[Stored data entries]
■ ■ ■
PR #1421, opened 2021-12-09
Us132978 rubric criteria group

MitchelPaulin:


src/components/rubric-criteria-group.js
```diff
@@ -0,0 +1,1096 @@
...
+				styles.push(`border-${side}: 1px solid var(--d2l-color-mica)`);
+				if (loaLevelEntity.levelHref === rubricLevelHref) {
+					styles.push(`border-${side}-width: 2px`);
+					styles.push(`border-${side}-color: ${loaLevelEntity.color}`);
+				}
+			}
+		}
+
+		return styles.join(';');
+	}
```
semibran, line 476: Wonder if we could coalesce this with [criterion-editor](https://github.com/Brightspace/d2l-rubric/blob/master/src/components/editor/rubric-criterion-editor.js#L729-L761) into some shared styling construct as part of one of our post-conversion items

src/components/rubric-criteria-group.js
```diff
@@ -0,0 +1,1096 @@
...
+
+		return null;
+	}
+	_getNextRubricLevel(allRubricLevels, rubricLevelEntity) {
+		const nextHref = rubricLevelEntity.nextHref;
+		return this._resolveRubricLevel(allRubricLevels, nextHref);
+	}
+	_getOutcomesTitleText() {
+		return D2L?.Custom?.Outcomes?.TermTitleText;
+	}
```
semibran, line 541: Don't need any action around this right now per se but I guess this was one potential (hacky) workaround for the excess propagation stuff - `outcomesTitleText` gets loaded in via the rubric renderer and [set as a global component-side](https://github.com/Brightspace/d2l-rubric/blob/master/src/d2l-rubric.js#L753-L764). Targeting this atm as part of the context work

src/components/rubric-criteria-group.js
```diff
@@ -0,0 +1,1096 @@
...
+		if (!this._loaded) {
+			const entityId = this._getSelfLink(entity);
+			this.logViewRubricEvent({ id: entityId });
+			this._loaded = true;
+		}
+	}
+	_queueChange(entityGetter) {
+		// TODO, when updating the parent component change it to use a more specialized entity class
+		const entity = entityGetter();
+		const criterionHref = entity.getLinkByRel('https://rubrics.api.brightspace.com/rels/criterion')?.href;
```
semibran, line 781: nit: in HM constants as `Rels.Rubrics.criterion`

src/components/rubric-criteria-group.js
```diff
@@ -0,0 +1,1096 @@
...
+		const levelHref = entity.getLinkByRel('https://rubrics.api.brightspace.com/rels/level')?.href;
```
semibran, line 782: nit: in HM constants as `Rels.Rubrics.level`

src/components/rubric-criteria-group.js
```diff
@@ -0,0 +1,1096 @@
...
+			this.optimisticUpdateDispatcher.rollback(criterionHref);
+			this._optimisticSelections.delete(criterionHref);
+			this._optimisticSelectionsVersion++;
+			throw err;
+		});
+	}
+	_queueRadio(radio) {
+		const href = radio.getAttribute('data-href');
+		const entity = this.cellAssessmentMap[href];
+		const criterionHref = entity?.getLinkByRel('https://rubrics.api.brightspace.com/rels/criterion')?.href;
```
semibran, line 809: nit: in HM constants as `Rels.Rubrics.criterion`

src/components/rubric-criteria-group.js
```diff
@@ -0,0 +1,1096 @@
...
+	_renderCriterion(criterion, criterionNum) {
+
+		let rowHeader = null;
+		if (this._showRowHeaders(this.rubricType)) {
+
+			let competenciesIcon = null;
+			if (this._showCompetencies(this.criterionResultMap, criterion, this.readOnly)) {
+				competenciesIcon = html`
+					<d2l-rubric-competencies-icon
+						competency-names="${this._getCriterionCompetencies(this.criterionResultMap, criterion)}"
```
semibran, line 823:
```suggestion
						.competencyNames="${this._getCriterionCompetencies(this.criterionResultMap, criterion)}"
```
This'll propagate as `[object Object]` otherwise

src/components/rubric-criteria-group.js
■ ■ ■
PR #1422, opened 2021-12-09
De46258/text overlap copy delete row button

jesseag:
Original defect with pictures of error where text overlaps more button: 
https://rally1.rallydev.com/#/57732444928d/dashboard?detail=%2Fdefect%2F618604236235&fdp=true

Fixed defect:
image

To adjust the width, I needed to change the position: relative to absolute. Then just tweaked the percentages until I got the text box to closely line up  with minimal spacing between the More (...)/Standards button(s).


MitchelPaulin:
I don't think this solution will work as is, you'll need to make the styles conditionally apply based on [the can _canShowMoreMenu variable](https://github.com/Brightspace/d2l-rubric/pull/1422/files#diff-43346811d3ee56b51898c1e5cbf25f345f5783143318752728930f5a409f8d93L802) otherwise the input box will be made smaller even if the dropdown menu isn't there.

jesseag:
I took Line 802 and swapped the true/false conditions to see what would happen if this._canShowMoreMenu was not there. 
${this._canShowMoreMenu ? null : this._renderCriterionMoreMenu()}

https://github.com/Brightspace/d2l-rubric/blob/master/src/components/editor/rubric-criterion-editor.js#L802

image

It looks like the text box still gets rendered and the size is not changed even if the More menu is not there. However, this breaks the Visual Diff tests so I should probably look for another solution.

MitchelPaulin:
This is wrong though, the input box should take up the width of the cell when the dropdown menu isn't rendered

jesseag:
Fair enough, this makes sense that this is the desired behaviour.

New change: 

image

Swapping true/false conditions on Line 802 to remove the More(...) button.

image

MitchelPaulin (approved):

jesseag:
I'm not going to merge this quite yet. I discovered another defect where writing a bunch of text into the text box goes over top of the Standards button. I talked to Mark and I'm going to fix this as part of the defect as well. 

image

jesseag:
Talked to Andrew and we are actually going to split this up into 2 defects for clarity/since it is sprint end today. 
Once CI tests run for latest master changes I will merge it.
■ ■ ■
Task to carry out: Filter the data above, keeping only lines that include the string "will".

Solution to the exercise:
I don't think this solution will work as is, you'll need to make the styles conditionally apply based on [the can _canShowMoreMenu variable](https://github.com/Brightspace/d2l-rubric/pull/1422/files#diff-43346811d3ee56b51898c1e5cbf25f345f5783143318752728930f5a409f8d93L802) otherwise the input box will be made smaller even if the dropdown menu isn't there.
Once CI tests run for latest master changes I will merge it.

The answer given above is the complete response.